* EXERCISE REQUIREMENTS
Please reproduce the data in its entirety, word for word.

* RECORDS FOR THIS EXERCISE
PR #492, opened 2025-02-11
Abandon usage of ndep in input files, always read NHx and NOy

jmaerz:
with this PR, we abandon the usage of `ndep` in N-deposition input files. From now on, NOy and NHx are always read and used (and in case of the current default, just added together). The newly generated input files for N-deposition are prepared to support the old and new version, while as written before, one cannot expect bfb.

### DIFF
--- a/hamocc/mo_read_ndep.F90
+++ b/hamocc/mo_read_ndep.F90
@@ -184,14 +184,14 @@ contains
     real     :: fatmndep
     logical  :: first_call = .true.
 
-    ! if N-deposition is switched off set ndep to zero and return
+    ndep(:,:,:) = 0.0
+
     if (.not. do_ndep) then
-      ndep(:,:,:) = 0.0
+      ! if N-deposition is switched off return
       return
     endif
 
     if (use_nuopc_ndep) then
-
       ! If  use_nuopc_ndep, nitrogen deposition is ALWAYS obtained from the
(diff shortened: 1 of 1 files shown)


TomasTorsvik (approved):
Looks fine to me

hamocc/mo_read_ndep.F90
```diff
@@ -269,7 +252,7 @@ subroutine get_ndep(kpie,kpje,kbnd,kplyear,kplmon,omask,ndep,patmnhxdep,patmnoyd
             ndep(i,j,idepnoy) = noydepread(i,j)
             ndep(i,j,idepnhx) = nhxdepread(i,j)
           else
-            ndep(i,j,idepnoy) = ndepread(i,j)
+            ndep(i,j,idepnoy) = noydepread(i,j) + nhxdepread(i,j)
```
JorgSchwinger, line 254: I think the `ndep = 0.0` in line 203 should be moved up to the start of the routine (could then also be removed in line 189). Currently it is only set to zero for `use_nuopc_ndep=.true.`

JorgSchwinger (approved):
Thanks for this - looks good!

hamocc/mo_read_ndep.F90
jmaerz: Done.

* THE COMPLETED TASK
PR #492, opened 2025-02-11
Abandon usage of ndep in input files, always read NHx and NOy

jmaerz:
with this PR, we abandon the usage of `ndep` in N-deposition input files. From now on, NOy and NHx are always read and used (and in case of the current default, just added together). The newly generated input files for N-deposition are prepared to support the old and new version, while as written before, one cannot expect bfb.

### DIFF
--- a/hamocc/mo_read_ndep.F90
+++ b/hamocc/mo_read_ndep.F90
@@ -184,14 +184,14 @@ contains
     real     :: fatmndep
     logical  :: first_call = .true.
 
-    ! if N-deposition is switched off set ndep to zero and return
+    ndep(:,:,:) = 0.0
+
     if (.not. do_ndep) then
-      ndep(:,:,:) = 0.0
+      ! if N-deposition is switched off return
       return
     endif
 
     if (use_nuopc_ndep) then
-
       ! If  use_nuopc_ndep, nitrogen deposition is ALWAYS obtained from the
(diff shortened: 1 of 1 files shown)


TomasTorsvik (approved):
Looks fine to me

hamocc/mo_read_ndep.F90
```diff
@@ -269,7 +252,7 @@ subroutine get_ndep(kpie,kpje,kbnd,kplyear,kplmon,omask,ndep,patmnhxdep,patmnoyd
             ndep(i,j,idepnoy) = noydepread(i,j)
             ndep(i,j,idepnhx) = nhxdepread(i,j)
           else
-            ndep(i,j,idepnoy) = ndepread(i,j)
+            ndep(i,j,idepnoy) = noydepread(i,j) + nhxdepread(i,j)
```
JorgSchwinger, line 254: I think the `ndep = 0.0` in line 203 should be moved up to the start of the routine (could then also be removed in line 189). Currently it is only set to zero for `use_nuopc_ndep=.true.`

JorgSchwinger (approved):
Thanks for this - looks good!

hamocc/mo_read_ndep.F90
jmaerz: Done.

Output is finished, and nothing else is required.